Along with these developments it soon became obvious what a useful method for investigation the Internet is. Google may be the best means of investigation ever invented followed by websites, blogs, and social networks. It is clear that it is permissible to investigate on the Internet by going to any publicly accessible online location. In fact, it may be negligent not to do so. In one case an appellate court criticized a lawyer and ordered a new trial for failing to perform Internet research on a juror that would have showed he lied about prior jury service (Johnson v. McCullough, 306 S.W. 3d 551 (Mo. 2010)).

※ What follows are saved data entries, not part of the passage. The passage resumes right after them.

PR #1310, opened 2022-08-18
fix: Instrumentation version contains package.json content

losalex:
In few cases when we retrieve the package version by calling [getNodejsLibraryVersion](https://github.com/googleapis/nodejs-logging/blob/42859ab634721cb57ca76960f8a8aa5f6dd3a987/src/utils/instrumentation.ts#L168) the content from package.json is returned. This fix tries to retrieve version from JSON and returns 'unknown' value if version cannot be retrieved


src/utils/instrumentation.ts
```diff
@@ -154,6 +154,22 @@ function validateAndUpdateInstrumentation(
  * @returns {string} The truncated value.
  */
 function truncateValue(value: string, maxLen: number) {
```
ruyadorno, line 156: Mind it has been a while since I've touched a TypeScript codebase but I'm curious about this `value` parameter here. Should it maybe be tweaked to indicate that it also accepts an object with a value property? Something similar to: https://github.com/googleapis/nodejs-logging/blob/42859ab634721cb57ca76960f8a8aa5f6dd3a987/src/index.ts#L440

test/instrumentation.ts
```diff
@@ -51,6 +51,27 @@ describe('instrumentation_info', () => {
...
+      instrumentation.NODEJS_LIBRARY_NAME_PREFIX
+    );
+    assert.equal(
+      entry.data?.[instrumentation.DIAGNOSTIC_INFO_KEY]?.[
+        instrumentation.INSTRUMENTATION_SOURCE_KEY
+      ]?.[0]?.[VERSION],
+      'unknown'
+    );
+  });
+
```
ruyadorno, line 74: It would be nice to also have a test for retrieving the `version` value from a `package.json` file here.

ruyadorno (commented):
Just an optional suggestion to add a test, otherwise implementation LGTM 👍

src/utils/instrumentation.ts
losalex: Makes sense, changed - thanks @ruyadorno!

test/instrumentation.ts
losalex: Yep, there is one - see [here](https://github.com/googleapis/nodejs-logging/blob/42859ab634721cb57ca76960f8a8aa5f6dd3a987/test/instrumentation.ts#L35)

ruyadorno: oh that's great!

ruyadorno (approved):

PR #638, opened 2024-07-10
Gutenberg tweaks: Remove suffix from RTL styles

ryelle:
CSS registered from block.json are incorrectly configured with a suffix for RTL sites, but the files don't use a suffix. This prevents the files from being replaced correctly, causing visual issues on RTL sites.

The "simple" fix here is to just wipe out the suffix on all wporg-added styles. Checking for the `rtl` extra data should also prevent replacing anything that isn't using the block.json registration. We don't use `.min` or separate minified files anywhere (IIRC), so this shouldn't have any negative impacts.

See https://core.trac.wordpress.org/ticket/61625.

| | Before | After |
|---|---|---|
| Query filters | Screenshot 2024-07-10 at 5 03 45 PM | Screenshot 2024-07-10 at 5 02 27 PM |
| Local nav | Screen Shot 2024-07-10 at 17 04 08 | Screen Shot 2024-07-10 at 17 04 43 |

**To test**

This is easiest to test on a sandbox, so that you can view a real RTL site. When applied, this should fix a lot of the issues flagged on https://github.com/WordPress/Learn/issues/2483.


adamwoodnz (approved):
Tested in sandbox and query filters and local nav LGTM, great sleuthing.

PR #641, opened 2024-07-18
Local navigation block: Hide page title before collapsing menu

### LINKED ISSUE #640: Local Navigation: Prevent menu from collapsing when page title is long
See https://github.com/WordPress/Learn/issues/2622 — When the site + page title is long, the menu collapses to prevent the items from colliding or wrapping. This is not ideal, the navigation should stay visible as the primary focus of this bar.

> Another option could be to simply _drop_ the page title when it would collide, so that only "Learn WordPress" is there:
>
> https://github.com/WordPress/Learn/assets/541093/f28937eb-6cf2-4829-af57-0271f994e12e

ryelle:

The Risks of Investigating Social Network Sites

Currently, the most sensitive issue concerning Internet investigations is the propriety of accessing social network sites such as Facebook to learn as much as possible about the targeted person. A useful definition of social network is:

Social networks are internet-based communities that individuals use to communicate with each other and view and exchange information, including photographs, digital recordings and files. Users create a profile page with personal information that other users may access online. Users may establish the level of privacy they wish to employ and may limit those who view their profile page to “friends” – those who have specifically sent a computerized request to view their profile page which the user has accepted. Examples of currently popular social networks include Facebook, Twitter, MySpace and LinkedIn. (Formal Opinion 2010-2: Obtaining Evidence From Social Networking Websites, New York City Bar Assoc.)

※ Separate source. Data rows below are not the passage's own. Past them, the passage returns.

PR #649, opened 2024-09-03
Global header, local nav: Make the logo bigger

### LINKED ISSUE #646: Main navigation bar: Make the logo bigger
The W logo in the main WordPress.org navigation bar serves both as a branding element for the project, and an anchor for navigating to the homepage. At 27x27px it's a tad small. Here's a proposal to scale that up to 30x30px to give it a little more presence.

before after

Here's an overlay showing before / after (in blue):

W symbol

Overall it's not that much larger, but it's enough to make it feel slightly more substantial. The mockups in WordPress/wporg-mu-plugins#647 also include this.

ryelle:
Fixes #646. Adjust the spacing around the logo and other elements to use a calculated value from the nav bar height, so the extra media queries can be removed. This also adjusts the size of the logo from ~27px to 30px, [making the logo bigger](https://images.app.goo.gl/Hz8tyJR5omQZPQCL7).

**Screenshots**

| Before | After |
|---|---|
| logo-before-top | logo-after-top |
| logo-before-scroll | logo-after-scroll |
| logo-before-mobile | logo-after-mobile |
| logo-before-download | logo-after-download |

### DIFF
--- a/mu-plugins/blocks/global-header-footer/postcss/header/header.pcss
+++ b/mu-plugins/blocks/global-header-footer/postcss/header/header.pcss
@@ -31,11 +31,6 @@ html {
 		padding-left: var(--wp--style--block-gap);
 		padding-right: var(--wp--style--block-gap);
 		margin: 0;
-
-		@media (--tablet) {
-			padding-top: 33px;
-			padding-bottom: 33px;
-		}
 	}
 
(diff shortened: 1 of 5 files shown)


jasmussen:
Nice, ship it!

PR #650, opened 2024-09-10
New block: Chapter List

ryelle:
This ports [the "Chapter list" block from Developer](https://github.com/WordPress/wporg-developer/tree/trunk/source/wp-content/themes/wporg-developer-2023/src/chapter-list) to the mu-plugins so it can be used on other handbook sites (Five for the Future, in this case).

The only change to the code was setting up some default CSS, so the styles in the child theme.json can be removed.

See https://github.com/WordPress/wporg-developer/pull/539

**Screenshots**

There should be no visual changes.

Screen Shot 2024-09-10 at 17 07 02

Screen Shot 2024-09-10 at 17 14 08

**To test**

1. Apply this PR, build files
2. Apply the wporg-developer PR https://github.com/WordPress/wporg-developer/pull/539
3. OR, test with Five for the Future, if you have handbook content set up locally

Four recent ethics opinions from other jurisdictions provide useful guidance on the professional responsibility considerations in accessing social network sites in the context of “friending” on Facebook. These opinions offer guidance that is equally applicable to other sites that have privacy protection. What follows is a review of these opinions highlighting the considerations that lawyers must take into account before deciding to access a social network. The applicable Kentucky Rules of Professional Conduct are consistent with the rules applied in the opinions and are:

  • SCR 3.130(4.1) Truthfulness in Statements to Others
  • SCR 3.130(4.2) Communication with Person Represented by Counsel
  • SCR 3.130(4.3) Dealing with Unrepresented Person
  • SCR 3.130(5.3) Responsibilities Regarding Nonlawyer Assistants
  • SCR 3.130(8.4) Misconduct
    It is professional misconduct for a lawyer to:
    (a) violate or attempt to violate the Rules of Professional Conduct, knowingly assist or induce another to do so, or do so through the acts of another;
    (c) engage in conduct involving dishonesty, fraud, deceit or misrepresentation;
  • SCR 3.130(3.5) Impartiality and Decorum of the Tribunal,

Friending a Represented Party

  • It is uniformly agreed that it makes no difference what form of contact a lawyer makes with a represented party – either direct or indirect – Rule 4.2 is violated. This is true whether a lawyer or an agent, such as a paralegal or investigator, in person or on the Internet makes the contact. See Rules 5.3 and 8.4(a).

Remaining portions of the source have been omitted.